How do I logout a user. I mean if I use cookies... the user will be logged out as soon as he closes the browser. But if I want him to logout without clod\sing the browser what should I do??? Pls help with cookies.
Also if the user wants to be automatically logged in on every visit then???  How do I keep a track of this through cookies and yet log him out?


----------



## SmoothCriminal (Nov 13, 2004)

Dude.. U can set the life time of a cookie (or expiry time).. you can create a con-expiring cookie so that whnevr the user logs in he will be taken insid.e.

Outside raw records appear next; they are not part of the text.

PR #808, opened 2025-04-14
[Taproot API Project] flatten internal representation of `TapTree`

apoelstra:
This PR completely rewrites the `TapTree` module to store a taptree as a flat list of leaves and heights. For a non-`ToPublicKey` key this is the only useful information that we ever extract from this, so storing a big recursive structure is wasteful. We also eliminate recursive code from everything `TapTree` related, including the implicit `Drop` impl.

In the next PR we'll introduce a new tree structure that contains control block information -- but `TapTree` can't be this structure because `TapTree` doesn't assume that its keys can be serialized.

Also breaks the `iter_scripts` iterator API in a couple small ways.

### DIFF
--- a/src/descriptor/mod.rs
+++ b/src/descriptor/mod.rs
@@ -256,7 +256,7 @@ impl<Pk: MiniscriptKey> Descriptor<Pk> {
     /// returned value.
     pub fn tap_tree(&self) -> Option<&TapTree<Pk>> {
         if let Descriptor::Tr(ref tr) = self {
-            tr.tap_tree().as_ref()
+            tr.tap_tree()
         } else {
             None
         }
@@ -268,7 +268,7 @@ impl<Pk: MiniscriptKey> Descriptor<Pk> {
     /// Taproot descriptor containing only a keyspend, returns an empty iterator.
     pub fn tap_tree_iter(&self) -> tr::TapTreeIter<Pk> {
         if let Descriptor::Tr(ref tr) = self {
-            if let Some(ref tree) = tr.tap_tree() {
+            if let Some(tree) = tr.tap_tree() {
                 return tree.leaves();
             }
         }
@@ -988,7 +988,7 @@ impl<Pk: FromStrKey> FromStr for Descriptor<Pk> {
             // FIXME preserve weird/broken behavior from 12.x.
             // See https://github.com/rust-bitcoin/rust-miniscript/issues/734
             ret.sanity_check()?;
-            for item in inner.iter_scripts() {
+            for item in inner.leaves() {
                 item.miniscript()
                     .ext_check(&crate::miniscript::analyzable::ExtParams::sane())?;
             }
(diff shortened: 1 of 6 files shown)


apoelstra:
Ooo, it looks like I broke our satisfaction tests somehow.

apoelstra:
The satisfaction tests seem to require bitcoin 22, which is a bit of a PITA for me to obtain since it needs boost 1.75 to build. I will work on updating it to a more modern version of Core in a separate PR before moving forward on this.

apoelstra:
Actually I'll just do it independently. Since I was able to get the integration tests running it was easy for me to find the bug -- I had introduced an off-by-one error in our maximum Taproot depth checking.

It turns out that [BIP 341 specifies valid depths from 0 to 128 *inclusive*](https://github.com/bitcoin/bips/blob/master/bip-0341.mediawiki#cite_note-6) so actually there are 129 depths that might be used. This is surprisingly inconvient for something that sipa designed in parallel with a C++ implementation, but it is what it is.

Anyway I extended my `u128`-based bitmap in `TapTreeBuilder` with an extra bool, changed a `>=` check to a `>`, and this should be good to go now.

sanket1729:
> The satisfaction tests seem to require bitcoin 22

Interesting, is this because of some deprecated RPCs?

apoelstra:
It seems to be some change in how default wallets are created (or not).

sanket1729 (approved):
ACK adf3164bb4eda5ab30236c8f78fcf60df562691d

> Maaybe we should backport the rename to 12.x as a pure rename, so that
people will update their code and get nicer error messages.

Would be nice, but we can also add this in Changelog. 


> depths_leaves: Vec<(u8, Arc<Miniscript<Pk, Tap>>)>,

As discussed in person, this does change the structure of tree. But does not really change the satisfaction or the merkle paths to the leaves. Any spend paths from previous constructions should be spendable from this. 

Surprisingly, we did not have any fixed tests that check the merkle root or script pubkey for taproot descriptor. Our integration tests create new descriptor and spend from them. Cross tested a simple test below that this PR does not any of the that logic.

```diff
diff --git a/src/descriptor/mod.rs b/src/descriptor/mod.rs
index 1b6bc78..f822b11 100644
--- a/src/descriptor/mod.rs
+++ b/src/descriptor/mod.rs
@@ -1519,17 +1519,17 @@ mod tests {
             "tr({},{{pk({}),{{pk({}),or_d(pk({}),pkh({}))}}}})",
             p1, p2, p3, p4, p5
         ))
-        .unwrap()
-        .to_string();
+        .unwrap();
 
         // p5.to_pubkeyhash() = 516ca378e588a7ed71336147e2a72848b20aca1a
         assert_eq!(
-            descriptor,
+            descriptor.to_string(),
             format!(
                 "tr({},{{pk({}),{{pk({}),or_d(pk({}),pkh({}))}}}})#tvu28c0s",
                 p1, p2, p3, p4, p5
             )
-        )
+        );
+        assert_eq!(descriptor.spend_info().merkle_root().unwrap().to_string(), "e1597abcb76f7cbc0792cf04a9c2d4f39caed1ede0afef772064126f28c69b09");
     }
 
     #[test]
```

apoelstra:
Thanks! I'll pull your unit test into my next PR.

PR #810, opened 2025-04-21
Backport of #809: fix crash in `Descriptor::parse_desc`

apoelstra:
Backports #809 and does another patch release.

PR #809, opened 2025-04-21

Ok, now to log somone out as soon as he closes the browser, u need to do event handling.. u have various events, and when (this can be done in java script also).. onClose or somethin like that u can delete or set the cookie value to NULL..


----------



## siddhesh (Nov 13, 2004)

Have a look at this site : *www.aspin.com/home/tutorial/applicat/bbs

They have provided ready to use ASP Forums. These forums are easily customisable. If not the entire forums, you can refer to the code & incorporate it into your forum. Hope it helps!


----------



## xenkatesh (Nov 13, 2004)

This might help u dude!!

*www.google.co.in/search?hl=en&q=asp+forums&btnG=Google+Search&meta=


----------



## Deep (Nov 13, 2004)

check this free ASP forum

*forum.snitz.com/

Download it and install it 

No need to code 

Regards
Deep


----------



## SmoothCriminal (Nov 13, 2004)

Dude.. he';s doing a PROJECT of develpign an ASP forum..!


----------



## Deep (Nov 13, 2004)

oh...
then he can take help of these sites

*www.codeproject.com/asp/
*www.stardeveloper.com/articles/index.html?category_id=11
*www.aspfree.com

and you may use this search engine to get source code for specific things....

*www.koders.com/

I hope this helps you.
Regards
Deep


----------



## Aseem Nasnodkar (Nov 14, 2004)

thanx friends. 
I will chk out the resources. 
4 ne further help i hope i don't require ur permissions!


----------



## Deep (Nov 14, 2004)

haha nopes..feel free to shoot anytime 

take care
Deep


----------



## Butterfly (Nov 15, 2004)

*DUDE TRY PHP*

DUDE,

TRY PHP ITS LIKE CAT AND MOUSE ! WHO WINS :  CAT  AND WHO LOSE : MOUSE SO 

ASP = MOUSE
PHP = CAT 

DIFFERENCE = CAT EATS MOUSE 


WELL AM DOING GREAT IN PHP , ITS EASY THAN ASP TRY ONCE AND U WILL GET THE TASTE

ADIOS


----------



## Aseem Nasnodkar (Nov 18, 2004)

if php is so cul....... can ne1 gimme some good tutorials.
Actually i have 2-3 buks on asp n a lot of tuts. So i go with it.
PHP seems to b just like C.???
Wel i won't mind going with it.
But only is i get a tut with the right psyche to go with it.


----------



## whoopy_whale (Nov 18, 2004)

A small idea...
You can keep track of the user using cookies.To log in/out use session variables.To logout ,just a *session.end* or *session.abandon* will do.
If you are interested in learning PHP, visit hudzilla.org
I think you won't get a better resource!!!!


----------



## Butterfly (Nov 19, 2004)

Sorry i was awaya for a while , could give u back a reply...well try www.php.com and start from installing it the whole package , like apache , php, mysql then only u will know what is all thisa abt other wise u wont get to the point what i am saying or others 

cheers


----------



## Aseem Nasnodkar (Nov 20, 2004)

mmmmmmmmmm....
i wil ckh it out.
Was just wondering if i cud fing a whole tutorial with php n mysql in one download!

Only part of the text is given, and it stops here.